苏安尾脊骨一寒,下意识的一偏头,砰的一声,凳子擦着她的手臂狠狠的砸在了地上,发出巨大的“咚~”声。
没等苏安回过神来,赵大兴凶狠着脸,再次扛起了凳子。
旁边的肖继良见状,猛的从沙发弹了起来,一把就抱住了苏安,把她的一双手狠狠的禁锢在了怀中。
“大兴,往脑袋上砸,给我砸死她,不要脸的贱货!”
赵大兴眼里涌出残忍,手中的板凳真就朝着苏安的脑袋上面拍去。
苏安屁股朝着后面猛的一顶,身子往前面一躬,顿时把吊在自己身后的肖继良朝迎面拍来的凳子送了过去。
砰~
肖继良都没有来得及痛呼一声,禁锢住苏安的两只手臂一松,她整个人就朝着地上软软的滑了下去。
虽然屋子里面很暗,但赵大兴还是感觉自己打错人了,手中的凳子掉到地上,整个人就朝着肖继良跪了下去。
“妈,妈,你怎么样了?”
“妈,你别吓我啊?你怎么也不躲着点啊?”
苏安喘着粗气,眼睛左右瞄着,很快想到了什么,朝着厨房内跑去,抄起角落里面的一把榔头就冲了出来。
妈的,竟然敢一次又一次的对自己下死手。
当自己还是上辈子那个任他随便扇耳光,被他切了小拇指,打的肋骨骨折,眼眶骨裂,后背手臂大腿都缝针的苏安?
苏安想到自己曾经受的罪,整个脑子都控制不住,失去理智,手中的榔头毫不犹疑的就朝着赵大兴的下巴砸了过去。
硿~
榔头砸在皮肉上面的闷声夹着赵大兴的惨叫声在房间响起。
苏安手起榔头落下,一锤一锤的砸在了他的背上,腰上,脸上,肩膀上,小腿上......
“狗男人,还敢打老娘,也不看看你那三两重的骨头能挨我多少榔头。”
“一个靠拍马屁爬上去的小领导,天天搁我面前讲大道,还他妈的头头是道,这个对不对,那个对不对,我对你妈,还问我对不对,你他妈的配不配?”
苏安眼里全是恨意猩红,她要杀了这个畜生。
赵大兴一边狼狈的躲着迎面砸来的榔头,嘴里的惨叫声越来越惊悚,到后面,惨叫声刺激的地上半晕不晕的肖继良都爬了起来。
“啊啊啊啊,苏安你疯啦啊,杀人啦,杀人啦,啊啊啊,你放手你放手。”
“呜呜呜,快来人啊,快来人啊,救命啊~”
苏安见肖继良扛着凳子要来阻拦,一榔头就朝着她的手指头砸了过去。
“救命救命,你看谁敢来救你这条老命,真当自己是老佛爷了,还要跪下给你洗脚,要不要给你三拜九叩?在媳妇面前摆那谱,不知道的还以为慈禧太后跑到我们家来了。
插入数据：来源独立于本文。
PR #518, opened 2019-09-05
Simplify grouping of Frontend Listeners

delqn:
Since `lookupFrontendPortByID` is trivial and we are not individually testing it - moving the loop (and converting it into a map) into `groupListenersByListenerIdentifier`

Renaming `groupListenersByListenerIdentifier` to `groupListeners`


delqn:
Closing in lieu of https://github.com/Azure/application-gateway-kubernetes-ingress/pull/525

PR #522, opened 2019-09-05
Add suffixes to front end poirts based on public/private IP usage

delqn:
This PR adds a string suffix `{"priv", "pub"}` to:
  - Listener Names
  - Request Routing Rule Names

This is necessary to avoid conflicts in JSON submitted to ARM when we use both Public and Private IP addresses (on two separate Listeners)

Error this resolves:
```
F0905 15:55:33.919047   20810 process.go:147] Failed applying App Gwy configuration: network.ApplicationGatewaysClient#CreateOrUpdate: Failure sending request: StatusCode=400 -- Original Error: Code="InvalidRequestFormat" Message="Cannot parse the request." Details=[{"code":"DuplicateResourceName","message":"Resource /subscriptions//resourceGroups//providers/Microsoft.Network/applicationGateways/ has two child resources with the same name (rr-80)."}] -- {
```


delqn:
Closing in lieu of https://github.com/Azure/application-gateway-kubernetes-ingress/pull/525

PR #523, opened 2019-09-05
Using both Public & Private IP on App Gateway

delqn:


delqn:
Moved important pieces to https://github.com/Azure/application-gateway-kubernetes-ingress/pull/525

”
“┗|`o′|┛ 嗷~~”
十指连心,肖继良抓着凳子的手指头被榔头砸了个正着,疼的她惨叫一声,凳子砰的就掉在了地上。
眼看苏安举着榔头,一脸杀意的朝着她扑来,肖继良连最爱的儿子都顾不上了,转身满脸惊恐的逃命。
“啊啊啊啊啊,救命啊救命啊啊~”
刚刚出门,就遇上闻讯赶来的邻居们。
“苏安疯了,苏安疯了,杀人了杀人了~”
这一场闹剧,最终以苏安和肖继良两人被送去公安局,赵大兴被送去医院结束。
公安局的调解室。
公安同志还没有开口,苏就就先认错了。
“警察同志,实在是对不起,占用了公共资源,其实就是我婆婆大惊小怪,这夫妻吵架打架的,谁家没有过,怎么就这么喜欢麻烦你们。”
警察同志想起被抬走的赵大兴,义正言辞的谴责着苏安。
“苏同志,你这下手也太重了,这样伤害他人是违法的行为,夫妻之间有什么事情不能好好的沟通,非得打成这个样子?你这叫暴力行凶知道吗?”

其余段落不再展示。